The current crisis highlights an ongoing risk for India: its heavy reliance on hydrocarbon imports from an unstable region. The Strait of Hormuz is a critical yet fragile energy artery. Any prolonged disruption there not only spikes crude oil prices, potentially adding billions to India's import bill and widening its current account deficit, but also raises costs for consumer goods and industrial production through higher energy and feedstock prices. The recent crude price surge past $100 a barrel, driven by geopolitical premiums, shows this vulnerability. For companies like HPCL, which has historically shown modest sales growth and lower return on equity, these external shocks add operational challenges. The hospitality sector faces an estimated daily economic cost of ₹1,200-1,300 crore during supply stoppages, illustrating the wide ripple effect of energy insecurity.
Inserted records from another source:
PR #902, opened 2023-09-01
make sidebar chat commands match main quick pick

taras-yemets:
[Design](https://www.figma.com/file/9112BsKsJc1BpO2j8XYwLL/%F0%9F%A4%96-Cody-VS-Code-%5BMain%5D?type=design&node-id=4313-152881&mode=design&t=5MyjxGTdfMdZ25Ca-0)

1. Adds separators to the sidebar chat command groups.
2. Adds reset command.
3. If the input value starts with a known slash command, the corresponding item remains visible in the commands dropdown.
4. When a user starts typing a known slash command and hits "Enter", the command is autocompleted in the input field. The next time a user hits "Enter" this command is submitted. 

https://github.com/sourcegraph/cody/assets/25318659/f1b00c32-d00f-4cee-ab72-9957da8d9098

## Test plan
CI passes.
Tested manually (video attached).


abeatrix (commented):
image
image
Should the /reset command be added to the quick pick menu too, to be consistent? @toolmantim

toolmantim:
> Should the /reset command be added to the quick pick menu too, to be consistent?

@abeatrix no let’s leave that off as it’s more specific to the chat view.

toolmantim (approved):
Pushed a few small tweaks. It would be good to add `/ask` in there too.

taras-yemets:
> Pushed a few small tweaks. It would be good to add `/ask` in there too.

@toolmantim, "/ask" submits a question is a sidebar chat. The user has already chat input focused, they need to type their question and submit. Does having "/ask" command add additional value in this case?

toolmantim:
> @toolmantim, "/ask" submits a question is a sidebar chat. The user has already chat input focused, they need to type their question and submit. Does having "/ask" command add additional value in this case?

@taras-yemets there's a similar argument in the command quickpick too, in that they can ask a question just by typing and hitting enter.

But the real value is in consistency & muscle memory.

People can get used to mashing the same keys on the keyboard and having the same commands available, whether it's the chat window or the command palette. The goal is that people don't have to keep a mental map of what commands are available in each of the places. Even though it does feel a little redundant or repetitive in isolation.

PR #904, opened 2023-09-01
remove experimental plugins feature

sqs:
This is not being used right now.

## Test plan

n/a; removal


valerybugakov (approved):
🧹

sqs:
Hmm, lint is ooming.

valerybugakov:
@sqs, the linting issue was fixed recently by bumping the node.js memory limit.
I re-ran the failed actions (it looks like a GitHub outage).

Issue #619, opened 2023-08-09
Improve Generate Unit Tests


abeatrix:

rakeshjosh2003:
For one of the clients we recently observed that unit tests do not generate for files that rely on parameters from a construct in a base file i.e files that have a dependency on other files.

[Slack thread](https://sourcegraph.slack.com/archives/C058H9W5VCK/p1690176424323429)

[Customer](https://sourcegraph2020.lightning.force.com/lightning/r/Account/0013t00001Xiai9AAB/view)

abeatrix:
@rakeshjosh2003 can you confirm which version the client is on? 

When you say `unit tests do not generate`,  do you mean Cody did not response with any unit tests? Or did Cody generate unit tests, but they do not work due to dependency missing? 

Would you happen to have an example you can show me since the slack thread did not have any?

rakeshjosh2003:
Hey @abeatrix ,

It is able to generate unit tests but not able to specify the parameters in those tests for the files with dependencies.

abeatrix:
@rakeshjosh2003 do you have an example of what the failed tests look like? just to make sure we are on the same page, thanks!

rakeshjosh2003:
Hey @abeatrix , I have contacted the customer to share some examples as it looks scenario based. Will update once I hear back, thank you!

abeatrix:
End of sprint update: https://github.com/sourcegraph/cody/pull/907

- Improved context and prompt for the unit tests command that generates tests with higher quality consistently.
- The way the tests are presented could be clearer and need follow-up work. Going to work with @toolmantim on exploring options to see what's the best way to handle this

PR #907, opened 2023-09-03
improve generate unit tests command output quality

abeatrix:
Close https://github.com/sourcegraph/cody/issues/619

This PR contains changes that improve the current generate unit tests command:
- update the current unit test prompt to give it detailed directions on how to produce unit tests with higher quality consistently ([ref anthropic docs](https://docs.anthropic.com/claude/docs/claude-says-it-cant-do-something#give-explanatory-instructions))
- update context fetching process for tests to filter other test files like e2e and integration tests when generating unit-test
- include import statements from current files as context to avoid cases where cody fails to include import statements in tests
- update language used in prompt to let Cody know all files come from the same codebase. I noticed Cody currently does not know the shared context is from files, and certainly doe snot know the file path we shared with each context comes from a file that belongs to the same codebase. It just doesn't make that connection until we spell it out for them
- did not make any changes that would change the behavior of the current test command

## Before and After

The tests will not always be perfect, but with the changes mentioned above, the improved tests should do the following consistently when possible:
- use the correct testing frameworks
- include imports (common issues with the current version where imports are incorrectly added or often missing)
- include more relevant context

### before

In the video below, you can see the test imported the "chai" testing library for the tests, instead of "vitest" which is the testing framework that is used by other test files in the project:

https://github.com/sourcegraph/cody/assets/68532117/d5e82070-6269-4d5b-bdc6-d3cc4173dc18

You can also see from the context list that it includes test files from e2e test and integration tests that are not relevant to unit tests:

image

### after

In the improved version,  you can see it import the correct testing framework "vitest", using more relevant test files as context:

image

https://github.com/sourcegraph/cody/assets/68532117/75a72840-3657-4f27-873d-95a12ad9d1ec

#### before - go

use 'NewMockCache' that does not exist

image

#### after - go

image

## Follow-up

- [ ] a way to add generated tests easily to a test file
- [ ]  consolidate vscode-context and move it out of shared lib 

## Test plan

- Start Cody from this branch
- Select a function in a file and run the `Generate Unit Tests` command
- Compare the test output with the output from the current `Generate Unit Tests` command

Try running other commands. The changes in this should not change the behavior of other commands.

https://github.com/sourcegraph/cody/assets/68532117/0779ce8a-713a-40e4-a92e-6fc612143798

image

It doesn't always produce the perfect tests, but it generates better and higher quality tests consistently compared to the older version of the command. Works consistently with other languages as well. More demo videos:
typescript: https://www.loom.com/share/3489f9ae811b41d08ca0329489580543?sid=379b3122-3ea7-4b1e-bed2-12721e1f09b6
go: https://www.loom.com/share/d1514db896c840989e05f7c74fd30b81?sid=60f8d4d6-2b6c-42d3-b016-b347666893e9
go 2: https://www.loom.com/share/952caef2067a4d748bcd10eef8a60800?sid=04ca3f58-e2c8-474f-86ee-08af03f00689
scala/java: https://www.loom.com/share/d28b1089ac8a4d9ea95816c3e476ec35?sid=adabd913-3811-4009-9391-ccd1406fe91d
python: https://www.loom.com/share/7a788b389ce84a4b85fbe2d31f4a0ab4?sid=11d9314d-31c3-4530-be6a-b4e9faa5de0b


vscode/src/chat/MessageProvider.ts
```diff
@@ -206,6 +206,7 @@ export abstract class MessageProvider extends MessageHandler implements vscode.D
                     // TODO(keegancsmith) guardrails may be slow, we need to make this async update the interaction.
                     displayText = await this.guardrailsAnnotateAttributions(displayText)
                     this.transcript.addAssistantResponse(text || '', displayText)
+                    void this.editor.controllers.command?.onCompletion(text)
```
abeatrix, line 209: this sends the response back to the command controller to create the test files when needed

lib/shared/src/chat/recipes/custom-prompt.ts
```diff
@@ -38,140 +39,133 @@ export class CustomPrompt implements Recipe {
...
-            contextMessages.push(...getEditorSelectionContext(selection))
-        }
-
-        // Command output
-        if (isContextRequired.command?.length && commandOutput) {
-            contextMessages.push(...getTerminalOutputContext(commandOutput))
+        const workspaceRootUri = editor.getWorkspaceRootUri()
+        const isUnitTestRequest = extractTestType(text) === 'unit'
+
+        switch (true) {
```
abeatrix, line 110: from if functions to switch

lib/shared/src/chat/prompts/templates.ts
```diff
@@ -1,18 +1,21 @@
-const instruction_prompt = `Please follow these rules when answering my question:
+const instruction_prompt = `Please follow these rules when answering my questions:
 - Your answers and suggestions should based on the shared context only.
 - Do not suggest anything that would break the working code.
-- Do not make assumptions or fabricating additional details.
+- Do not make any assumptions about the code and file names or any misleading information.
```
abeatrix, line 4: this helps prevent Cody from "hallucinating"

abeatrix:
cc @kalanchan regarding the next release

toolmantim:
@abeatrix I’ll be writing this one!

Do you have a description of how the generate test output is improved by these changes? (E.g. Before and after examples? Cases that didn’t work well before, that do now?)

abeatrix:
@toolmantim Just added more demo videos at the end of the PR description and added a Before and After section with example test output. let me know if you need more info :)

toolmantim (commented):
Super cool. I gave it a go w/ some ts and go files in various projects! The results I got were a little mixed… even though some output is really promising.

I spotted in some cases the chat output contained this for existing tests:

> I am writing these unit tests in the existing test file search_test.go which already contains tests for the search package.

Which makes it sound like Cody updated the existing file, which it doesn't (it opens the temporary file)

Also this happened when there was no existing file (one was created):

> I am not importing any new packages since this test file already exists and follows the patterns from the existing tests.

Screenshot 2023-09-02 at 10 46 49 pm

I feel like we might need some wider testing this week, rather than rushing it into the release. And give @beyang & @csells a chance to see how it's going too.

toolmantim:
> Just added more demo videos at the end of the PR description and added a Before and After section with example test output. let me know if you need more info :)

Just saw this after the review sorry! 😅

abeatrix:
> > Just added more demo videos at the end of the PR description and added a Before and After section with example test output. let me know if you need more info :)
> 
> 
> 
> Just saw this after the review sorry! 😅

Yea. Also included a note

> It doesn't always produce the perfect tests, but it generates better and higher quality tests consistently compared to the older version of the command. 

I don't think it's possible to get results that works perfectly for all cases. This is just an improved version of what we have now. I'd suggest compare the results between the current version and the improved version to see the quality improvements. 
Agree with giving more time for others to test and compare.

abeatrix:
I guess calling this a PR for improving context for the generate unit test command is more accurate 😅

vscode/src/custom-prompts/ToolsProvider.ts
```diff
@@ -101,4 +101,60 @@ export class ToolsProvider {
...
+        if (!testFileExists && testFileName) {
+            await this.createNewFile(testFileUri, testContent)
+            return
+        }
+
+        const document = await vscode.workspace.openTextDocument(testFileUri)
+        const language = document.languageId || ''
+
+        // Create a temporary file in current editor and add content to the file
+        await this.createTempFile([testFileName, testContent].join('\n'), language)
```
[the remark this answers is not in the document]
abeatrix: @toolmantim Im using the file name on top to create the new temporary file but i see what you're saying. 

I use a temporary file instead (copilot and codium do the same) because not all the test file located in the same directory as the current file for some languages, that's why we won't be able to generate a link that would work in all cases.

Maybe I can remove the file name from the top if you think that's less confusing?

lib/shared/src/chat/prompts/default-prompts.json
```diff
@@ -17,7 +17,7 @@
...
... code. If yes, use the same pattern to create new unit tests for edge cases. Focus on testing key behaviors for each function. Only includes mocks if you detected one. Use descriptive variable names that explain the purpose and meaning, not just generic names like 'foo'/'bar'/'name' etc. In your answer, start by telling me which libraries you are importing and why. For example, \"No new imports because I am writing unit tests for an existing test suite\" or \"I am importing unittest since that was used in the shared Python code,\" or \"Importing Jest because it is the configured test framework for Typescript in package.json.\" Then, show the complete test code you wrote, including 1) All necessary dependencies including packages and libraries are imported 2) Setting up the test environment 3) Writing passing tests. At the end, tell me the file path where these tests should be inserted and put the file name in the <fileName> tags. The tests should validate expected functionality and cover any example test cases from comments, as well as edge cases and bugs. All generated tests should be complete and workable, no fragments or comments, and must be enclosed in one single code block.",
```
taras-yemets, line 20: > First, review the shared context to see if there is an existing test file that match the file path contains the selected code.

"...that matches the file path _and_ contains the selected code" - is _"and"_ missing in the original version?

lib/shared/src/chat/prompts/vscode-context.ts
```diff
@@ -104,65 +121,136 @@ export async function getCurrentDirContext(isTestOnly: boolean): Promise<Context
...
+        const filesInDir = await vscode.workspace.fs.readDirectory(dirUri)
 
-        const contextMessages: ContextMessage[] = []
+        // Filter out directories, non-test files, and dot files
+        return filesInDir.filter(file => {
+            const fileName = file[0]
+            const fileType = file[1]
+            const isDirectory = fileType === vscode.FileType.Directory
+            const isHiddenFile = fileName.startsWith('.')
+            const isTestFile = testOnly ? fileName.includes('test') : true
```
taras-yemets, line 167: nit: When `testOnly` is `false`, `isTestFile` variable name seems a bit misleading. Maybe we can think of another name better communicating that `fileName` satisfies `testOnly` condition 🤔

lib/shared/src/chat/prompts/vscode-context.ts
```diff
@@ -104,65 +121,136 @@ export async function getCurrentDirContext(isTestOnly: boolean): Promise<Context
...
+    // Default to first 10 files
+    const firstFiles = filteredFiles.slice(0, 10)
+    return getDirContextMessages(directoryUri, firstFiles)
+}
+
+export async function getEditorTestContext(fileName: string): Promise<ContextMessage[]> {
+    const currentTestFile = await getCurrentTestFileContext(fileName)
+    console.log(currentTestFile)
+    const codebaseTestFiles = await getCodebaseTestFilesContext(fileName)
+    console.log(codebaseTestFiles)
```
taras-yemets, line 153:
```suggestion
    const codebaseTestFiles = await getCodebaseTestFilesContext(fileName)
```

lib/shared/src/chat/prompts/vscode-context.ts
```diff
@@ -104,65 +121,136 @@ export async function getCurrentDirContext(isTestOnly: boolean): Promise<Context
...
+}
 
-            if (filteredFiles.length > 1) {
-                return contextMessages
-            }
+// Get context for test file in current directory
+// TODO bee find matches using regex based on language
+export async function getCurrentTestFileContext(fileName: string): Promise<ContextMessage[]> {
+    const filePathParts = fileName.split('/')
+    const fileNameWithoutExtension = filePathParts.pop()?.split('.').shift() || ''
```
taras-yemets, line 181: Extracting dir name and file name without the extension from the file path logic is used in a few places and may be worth moving to a separate helper function.

lib/shared/src/chat/prompts/vscode-context.ts
```diff
@@ -178,8 +266,8 @@ export async function getPackageJsonContext(filePath?: string): Promise<ContextM
     if (!currentFilePath) {
         return []
     }
-    // Search for the package.json from the root of the repository
-    const packageJsonPath = await vscode.workspace.findFiles('**/package.json', '**/node_modules/**', 1)
+    // Search for the package.json from the base path
+    const packageJsonPath = await vscode.workspace.findFiles('**/package.json', undefined, 1)
```
taras-yemets, line 270: > When `undefined`, default file-excludes (e.g. the `files.exclude` setting
but not `search.exclude`) will apply. When `null`, no excludes will apply.

nit: `package.json` is not likely to be excluded in any way, but still, `null` may be a safer choice here.

lib/shared/src/chat/prompts/vscode-context.ts
```diff
@@ -229,11 +326,18 @@ export async function populateVscodeDirContextMessage(
             const fileContent = await vscode.workspace.fs.readFile(fileUri)
             const decoded = new TextDecoder('utf-8').decode(fileContent)
             const truncatedContent = truncateText(decoded, MAX_CURRENT_FILE_TOKENS)
```
taras-yemets, line 328: nit: This logic is repeated in a few places. Maybe we can move it to a helper function (e.g. `getTruncatedContent`)?

taras-yemets (approved):
Great work, @abeatrix! 
Left a few non-blocking comments.

lib/shared/src/chat/prompts/vscode-context.ts
abeatrix: > When undefined, default file-excludes (e.g. the files.exclude setting but not search.exclude) will apply. 

I think `undefined` is safer and faster because when set to null, all the dot files and node_modules will likely be searched as well

lib/shared/src/chat/prompts/vscode-context.ts
abeatrix: Yea there are a few things I will need to clean up in this file alone, will add this to my next PR to clean up this file!

lib/shared/src/chat/prompts/vscode-context.ts
abeatrix: same as above, will add this to my next PR to clean up this file!

lib/shared/src/chat/prompts/vscode-context.ts
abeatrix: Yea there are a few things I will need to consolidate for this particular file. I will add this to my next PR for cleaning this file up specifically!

India's Strategy for Energy Security

In response to heightened risks, Indian authorities are focusing on diversifying energy sources and boosting domestic production. Measures include increasing imports from non-Gulf regions like Russia and the United States, along with efforts to maximize domestic LPG output. While India has strategic crude oil reserves, ongoing geopolitical volatility requires a sustained focus on long-term energy security strategies that balance import reliance with domestic capacity and alternative fuels, especially in urban areas favoring piped gas. Analyst sentiment remains cautiously optimistic for some energy majors, with several BUY ratings and price targets for HPCL suggesting potential upside beyond current levels, indicating an underlying belief in the sector's resilience despite immediate headwinds.